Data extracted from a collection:
· · ·

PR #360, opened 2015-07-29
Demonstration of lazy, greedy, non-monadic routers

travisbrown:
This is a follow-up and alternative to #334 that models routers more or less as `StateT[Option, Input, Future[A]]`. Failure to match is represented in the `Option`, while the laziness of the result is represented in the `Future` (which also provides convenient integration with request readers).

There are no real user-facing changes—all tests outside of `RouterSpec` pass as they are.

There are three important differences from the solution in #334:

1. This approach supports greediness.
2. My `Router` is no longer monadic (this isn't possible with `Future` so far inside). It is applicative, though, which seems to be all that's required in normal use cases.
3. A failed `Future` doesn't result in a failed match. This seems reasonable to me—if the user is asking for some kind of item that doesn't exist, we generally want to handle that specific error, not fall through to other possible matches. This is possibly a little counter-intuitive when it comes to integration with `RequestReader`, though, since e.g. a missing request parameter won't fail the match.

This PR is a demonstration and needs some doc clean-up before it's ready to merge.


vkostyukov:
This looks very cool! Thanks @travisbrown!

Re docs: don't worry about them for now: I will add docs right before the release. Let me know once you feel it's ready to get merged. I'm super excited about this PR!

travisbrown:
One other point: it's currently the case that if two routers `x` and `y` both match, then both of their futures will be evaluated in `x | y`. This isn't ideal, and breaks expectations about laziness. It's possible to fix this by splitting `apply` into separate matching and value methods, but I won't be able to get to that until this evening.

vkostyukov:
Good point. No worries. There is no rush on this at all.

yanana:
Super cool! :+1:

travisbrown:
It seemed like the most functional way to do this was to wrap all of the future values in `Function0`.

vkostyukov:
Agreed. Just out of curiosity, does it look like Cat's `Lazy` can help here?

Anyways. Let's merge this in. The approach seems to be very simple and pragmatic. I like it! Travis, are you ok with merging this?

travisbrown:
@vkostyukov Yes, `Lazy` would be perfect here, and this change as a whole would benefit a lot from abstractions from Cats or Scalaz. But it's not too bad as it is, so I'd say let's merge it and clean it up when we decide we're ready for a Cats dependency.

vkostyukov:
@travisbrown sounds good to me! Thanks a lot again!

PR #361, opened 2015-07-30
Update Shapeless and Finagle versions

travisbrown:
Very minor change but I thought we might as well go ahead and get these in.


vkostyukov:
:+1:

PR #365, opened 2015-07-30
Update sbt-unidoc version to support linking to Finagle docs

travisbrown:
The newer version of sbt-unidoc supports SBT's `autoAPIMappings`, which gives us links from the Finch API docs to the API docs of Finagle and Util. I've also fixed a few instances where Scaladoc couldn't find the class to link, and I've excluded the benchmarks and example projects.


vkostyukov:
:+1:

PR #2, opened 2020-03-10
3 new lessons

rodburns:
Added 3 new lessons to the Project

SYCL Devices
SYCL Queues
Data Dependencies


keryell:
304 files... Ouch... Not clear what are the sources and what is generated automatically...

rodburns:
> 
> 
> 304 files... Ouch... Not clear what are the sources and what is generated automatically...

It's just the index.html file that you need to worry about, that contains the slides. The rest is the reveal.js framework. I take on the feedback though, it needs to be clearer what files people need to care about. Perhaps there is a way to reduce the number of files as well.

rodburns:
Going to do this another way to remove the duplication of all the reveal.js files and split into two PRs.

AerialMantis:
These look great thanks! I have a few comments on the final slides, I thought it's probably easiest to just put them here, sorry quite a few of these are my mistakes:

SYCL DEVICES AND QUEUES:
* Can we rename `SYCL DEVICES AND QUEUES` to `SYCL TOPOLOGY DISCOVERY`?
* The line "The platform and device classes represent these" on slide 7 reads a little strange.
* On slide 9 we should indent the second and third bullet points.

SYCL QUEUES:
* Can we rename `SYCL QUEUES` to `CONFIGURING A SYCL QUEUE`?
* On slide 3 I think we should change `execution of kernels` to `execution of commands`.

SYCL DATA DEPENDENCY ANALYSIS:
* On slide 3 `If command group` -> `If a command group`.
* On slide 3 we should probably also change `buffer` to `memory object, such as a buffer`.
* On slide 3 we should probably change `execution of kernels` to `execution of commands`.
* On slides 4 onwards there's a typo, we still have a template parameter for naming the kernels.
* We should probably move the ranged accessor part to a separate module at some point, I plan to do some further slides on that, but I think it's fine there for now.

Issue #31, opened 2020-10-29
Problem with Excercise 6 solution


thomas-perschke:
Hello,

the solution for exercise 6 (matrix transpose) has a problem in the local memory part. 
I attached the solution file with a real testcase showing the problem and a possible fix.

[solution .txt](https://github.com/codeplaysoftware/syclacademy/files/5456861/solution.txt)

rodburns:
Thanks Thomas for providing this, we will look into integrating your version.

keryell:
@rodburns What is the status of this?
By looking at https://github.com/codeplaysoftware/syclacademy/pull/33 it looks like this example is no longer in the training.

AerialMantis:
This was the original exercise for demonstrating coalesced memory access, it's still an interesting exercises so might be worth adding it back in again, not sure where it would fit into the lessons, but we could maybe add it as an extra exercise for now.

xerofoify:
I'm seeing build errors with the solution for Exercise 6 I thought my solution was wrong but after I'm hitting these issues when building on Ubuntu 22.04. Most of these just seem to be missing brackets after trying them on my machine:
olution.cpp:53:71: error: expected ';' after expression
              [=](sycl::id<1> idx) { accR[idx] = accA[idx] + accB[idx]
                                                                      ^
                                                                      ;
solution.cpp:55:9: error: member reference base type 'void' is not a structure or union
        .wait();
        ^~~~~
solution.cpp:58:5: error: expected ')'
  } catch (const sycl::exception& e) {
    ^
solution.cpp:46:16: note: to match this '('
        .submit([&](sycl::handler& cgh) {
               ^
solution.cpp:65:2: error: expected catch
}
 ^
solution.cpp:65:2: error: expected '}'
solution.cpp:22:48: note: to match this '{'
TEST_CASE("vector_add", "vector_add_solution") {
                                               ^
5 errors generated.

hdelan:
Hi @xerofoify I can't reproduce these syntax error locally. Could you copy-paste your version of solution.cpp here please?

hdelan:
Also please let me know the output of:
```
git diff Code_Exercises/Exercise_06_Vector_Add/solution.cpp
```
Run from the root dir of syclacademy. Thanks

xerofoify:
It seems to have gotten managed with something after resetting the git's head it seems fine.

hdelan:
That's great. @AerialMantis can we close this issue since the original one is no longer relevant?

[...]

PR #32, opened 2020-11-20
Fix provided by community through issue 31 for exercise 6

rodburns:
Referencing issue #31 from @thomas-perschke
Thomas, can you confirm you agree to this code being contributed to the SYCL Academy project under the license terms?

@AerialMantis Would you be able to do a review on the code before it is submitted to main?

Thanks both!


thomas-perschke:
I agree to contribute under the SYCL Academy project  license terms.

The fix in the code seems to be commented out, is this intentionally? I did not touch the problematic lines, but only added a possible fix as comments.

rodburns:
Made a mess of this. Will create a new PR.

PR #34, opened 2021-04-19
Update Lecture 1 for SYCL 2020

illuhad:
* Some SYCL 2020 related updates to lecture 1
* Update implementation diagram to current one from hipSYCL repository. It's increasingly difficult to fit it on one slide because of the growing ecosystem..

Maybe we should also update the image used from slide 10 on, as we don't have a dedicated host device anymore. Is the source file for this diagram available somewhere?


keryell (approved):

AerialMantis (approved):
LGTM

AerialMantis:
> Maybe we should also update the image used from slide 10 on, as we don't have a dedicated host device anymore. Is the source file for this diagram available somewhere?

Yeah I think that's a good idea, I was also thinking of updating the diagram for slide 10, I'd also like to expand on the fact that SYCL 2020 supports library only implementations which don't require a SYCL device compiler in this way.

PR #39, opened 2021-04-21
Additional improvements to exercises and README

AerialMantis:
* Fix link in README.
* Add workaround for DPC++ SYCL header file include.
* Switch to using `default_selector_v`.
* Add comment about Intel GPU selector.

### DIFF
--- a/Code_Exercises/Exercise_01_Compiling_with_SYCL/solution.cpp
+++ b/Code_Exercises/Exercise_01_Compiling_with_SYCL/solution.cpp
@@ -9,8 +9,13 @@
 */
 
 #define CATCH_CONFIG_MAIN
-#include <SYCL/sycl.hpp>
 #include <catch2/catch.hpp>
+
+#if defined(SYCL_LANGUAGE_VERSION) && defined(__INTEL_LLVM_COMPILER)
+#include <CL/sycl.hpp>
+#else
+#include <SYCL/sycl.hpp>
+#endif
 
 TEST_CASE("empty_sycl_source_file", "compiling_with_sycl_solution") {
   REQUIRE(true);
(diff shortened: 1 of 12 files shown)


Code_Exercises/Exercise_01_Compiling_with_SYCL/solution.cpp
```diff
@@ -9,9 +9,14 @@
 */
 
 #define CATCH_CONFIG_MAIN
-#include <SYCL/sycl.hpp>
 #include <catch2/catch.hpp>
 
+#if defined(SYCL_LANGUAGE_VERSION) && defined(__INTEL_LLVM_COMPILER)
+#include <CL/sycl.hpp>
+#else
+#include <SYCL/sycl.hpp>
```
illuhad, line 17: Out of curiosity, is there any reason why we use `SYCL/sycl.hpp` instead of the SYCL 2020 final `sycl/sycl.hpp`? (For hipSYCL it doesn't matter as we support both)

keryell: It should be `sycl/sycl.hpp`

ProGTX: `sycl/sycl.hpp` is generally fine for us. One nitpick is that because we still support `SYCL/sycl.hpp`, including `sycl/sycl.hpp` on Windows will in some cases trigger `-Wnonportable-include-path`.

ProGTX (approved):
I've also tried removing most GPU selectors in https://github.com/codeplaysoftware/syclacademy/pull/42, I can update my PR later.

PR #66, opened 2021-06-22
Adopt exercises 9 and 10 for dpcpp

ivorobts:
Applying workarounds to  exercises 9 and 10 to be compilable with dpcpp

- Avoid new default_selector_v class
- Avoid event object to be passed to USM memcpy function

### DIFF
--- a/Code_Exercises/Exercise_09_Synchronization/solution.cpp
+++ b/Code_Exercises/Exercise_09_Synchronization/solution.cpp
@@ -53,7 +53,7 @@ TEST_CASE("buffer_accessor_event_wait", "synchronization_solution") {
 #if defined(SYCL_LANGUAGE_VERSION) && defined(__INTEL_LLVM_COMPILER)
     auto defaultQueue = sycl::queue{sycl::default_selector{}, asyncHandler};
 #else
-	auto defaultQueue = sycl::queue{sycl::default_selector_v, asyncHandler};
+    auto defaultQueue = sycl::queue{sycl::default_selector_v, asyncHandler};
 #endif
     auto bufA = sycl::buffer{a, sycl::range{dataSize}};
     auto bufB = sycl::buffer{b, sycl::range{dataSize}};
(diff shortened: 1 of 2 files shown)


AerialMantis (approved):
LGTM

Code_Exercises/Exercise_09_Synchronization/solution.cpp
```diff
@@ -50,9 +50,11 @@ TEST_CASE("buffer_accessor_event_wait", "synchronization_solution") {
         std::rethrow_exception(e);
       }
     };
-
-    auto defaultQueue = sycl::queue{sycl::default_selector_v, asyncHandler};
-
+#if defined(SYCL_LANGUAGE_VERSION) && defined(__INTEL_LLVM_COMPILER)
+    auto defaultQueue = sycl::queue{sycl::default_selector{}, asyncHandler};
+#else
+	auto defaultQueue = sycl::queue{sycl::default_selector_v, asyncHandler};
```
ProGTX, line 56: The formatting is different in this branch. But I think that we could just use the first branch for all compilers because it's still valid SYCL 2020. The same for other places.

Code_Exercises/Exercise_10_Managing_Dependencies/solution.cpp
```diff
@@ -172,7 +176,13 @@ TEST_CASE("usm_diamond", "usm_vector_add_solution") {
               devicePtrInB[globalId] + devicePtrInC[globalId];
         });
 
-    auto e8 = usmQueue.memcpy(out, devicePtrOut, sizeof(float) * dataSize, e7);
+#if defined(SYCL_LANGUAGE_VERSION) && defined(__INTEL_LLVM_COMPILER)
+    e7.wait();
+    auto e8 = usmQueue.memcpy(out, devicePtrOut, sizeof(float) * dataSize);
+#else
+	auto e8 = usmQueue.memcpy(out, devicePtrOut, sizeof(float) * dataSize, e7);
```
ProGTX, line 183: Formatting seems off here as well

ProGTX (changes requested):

· · ·

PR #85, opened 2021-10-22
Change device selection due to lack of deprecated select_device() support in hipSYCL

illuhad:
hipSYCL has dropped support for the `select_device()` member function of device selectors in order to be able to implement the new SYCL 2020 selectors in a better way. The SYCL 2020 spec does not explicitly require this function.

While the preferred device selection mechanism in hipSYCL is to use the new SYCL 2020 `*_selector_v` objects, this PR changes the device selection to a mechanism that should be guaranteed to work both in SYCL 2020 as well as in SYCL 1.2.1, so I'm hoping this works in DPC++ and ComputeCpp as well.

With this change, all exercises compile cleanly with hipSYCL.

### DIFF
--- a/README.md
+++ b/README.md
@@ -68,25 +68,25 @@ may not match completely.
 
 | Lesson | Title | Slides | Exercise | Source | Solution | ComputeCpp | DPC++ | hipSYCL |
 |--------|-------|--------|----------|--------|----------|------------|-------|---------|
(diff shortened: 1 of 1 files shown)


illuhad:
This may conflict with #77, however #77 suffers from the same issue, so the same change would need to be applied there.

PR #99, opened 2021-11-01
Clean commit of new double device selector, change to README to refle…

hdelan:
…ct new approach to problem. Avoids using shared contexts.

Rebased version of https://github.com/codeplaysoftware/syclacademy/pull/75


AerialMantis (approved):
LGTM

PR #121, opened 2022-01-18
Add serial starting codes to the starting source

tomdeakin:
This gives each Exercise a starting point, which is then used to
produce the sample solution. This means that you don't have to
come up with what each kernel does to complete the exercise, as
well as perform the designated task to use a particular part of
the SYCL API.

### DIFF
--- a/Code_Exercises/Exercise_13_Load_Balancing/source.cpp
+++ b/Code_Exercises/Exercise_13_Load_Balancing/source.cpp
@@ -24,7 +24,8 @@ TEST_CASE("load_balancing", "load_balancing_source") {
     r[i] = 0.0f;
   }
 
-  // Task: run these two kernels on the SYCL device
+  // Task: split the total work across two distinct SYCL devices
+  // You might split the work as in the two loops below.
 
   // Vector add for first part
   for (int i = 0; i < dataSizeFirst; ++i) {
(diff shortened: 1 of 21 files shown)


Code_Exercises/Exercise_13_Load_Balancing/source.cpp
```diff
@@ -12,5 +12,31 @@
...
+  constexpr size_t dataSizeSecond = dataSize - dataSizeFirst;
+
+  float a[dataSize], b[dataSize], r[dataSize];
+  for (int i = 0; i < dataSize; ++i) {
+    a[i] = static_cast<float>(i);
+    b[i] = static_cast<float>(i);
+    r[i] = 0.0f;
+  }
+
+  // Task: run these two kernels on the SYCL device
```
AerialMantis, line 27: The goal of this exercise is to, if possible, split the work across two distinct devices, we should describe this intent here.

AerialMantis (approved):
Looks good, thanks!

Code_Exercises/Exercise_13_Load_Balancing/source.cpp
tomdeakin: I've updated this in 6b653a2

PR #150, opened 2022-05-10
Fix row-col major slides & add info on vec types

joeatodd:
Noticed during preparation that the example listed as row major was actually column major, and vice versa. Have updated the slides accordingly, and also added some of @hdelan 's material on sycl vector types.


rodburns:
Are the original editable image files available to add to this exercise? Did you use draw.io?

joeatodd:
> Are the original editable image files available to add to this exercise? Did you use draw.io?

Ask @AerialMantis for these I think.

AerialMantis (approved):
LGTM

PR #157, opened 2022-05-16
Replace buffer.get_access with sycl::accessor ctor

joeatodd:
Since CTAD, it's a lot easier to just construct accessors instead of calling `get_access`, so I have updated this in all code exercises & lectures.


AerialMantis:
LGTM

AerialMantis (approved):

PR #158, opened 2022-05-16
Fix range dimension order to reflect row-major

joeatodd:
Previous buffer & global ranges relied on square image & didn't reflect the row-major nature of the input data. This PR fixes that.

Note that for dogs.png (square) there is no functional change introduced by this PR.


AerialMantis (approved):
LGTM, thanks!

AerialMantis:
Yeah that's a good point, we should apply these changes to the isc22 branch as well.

· · ·

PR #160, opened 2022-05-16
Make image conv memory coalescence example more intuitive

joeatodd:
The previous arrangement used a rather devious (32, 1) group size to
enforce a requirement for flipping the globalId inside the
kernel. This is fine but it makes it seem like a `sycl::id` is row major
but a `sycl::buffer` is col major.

· · ·

All lines above that contain "comments" are required in the answer.

Reply -
These look great thanks! I have a few comments on the final slides, I thought it's probably easiest to just put them here, sorry quite a few of these are my mistakes:
The fix in the code seems to be commented out, is this intentionally? I did not touch the problematic lines, but only added a possible fix as comments.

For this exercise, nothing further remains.